**EXERCISE DETAILS:**
Which lines below contain "packages"? Copy every one of them.

============

PR #7931, opened 2017-10-04
fix(@angular/cli): Disable comparisons feature in uglify compression in prod

Wykks:
See #5804

PR #11623, opened 2018-07-23
Patching 1.3 branch with ng build breaking on uglify per 1.5 branch

jellis:
Whilst I'm aware we probably should be upgrading, we've got a lot of applications that are only being built with 1.3.x - until we're able to get through and test all the breakages, it'd be great if we could get this merged in (as it has been for some other branches/versions).

### DIFF
--- a/packages/@angular/cli/models/webpack-configs/production.ts
+++ b/packages/@angular/cli/models/webpack-configs/production.ts
@@ -92,7 +92,7 @@ export const getProdConfig = function (wco: WebpackConfigOptions) {
     }));
   }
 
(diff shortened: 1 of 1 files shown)


jellis:
See https://github.com/angular/angular-cli/pull/7931 for reference point.

filipesilva:
Hi @jellis, I'm sorry to say but version `1.3` is outside of our LTS and is not kept up to date anymore. The best I can say is that you can use something like https://github.com/ds300/patch-package to change the package in place.

jellis:
Such is life.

============

**SOLUTION FOR THIS EXERCISE:**
--- a/packages/@angular/cli/models/webpack-configs/production.ts
+++ b/packages/@angular/cli/models/webpack-configs/production.ts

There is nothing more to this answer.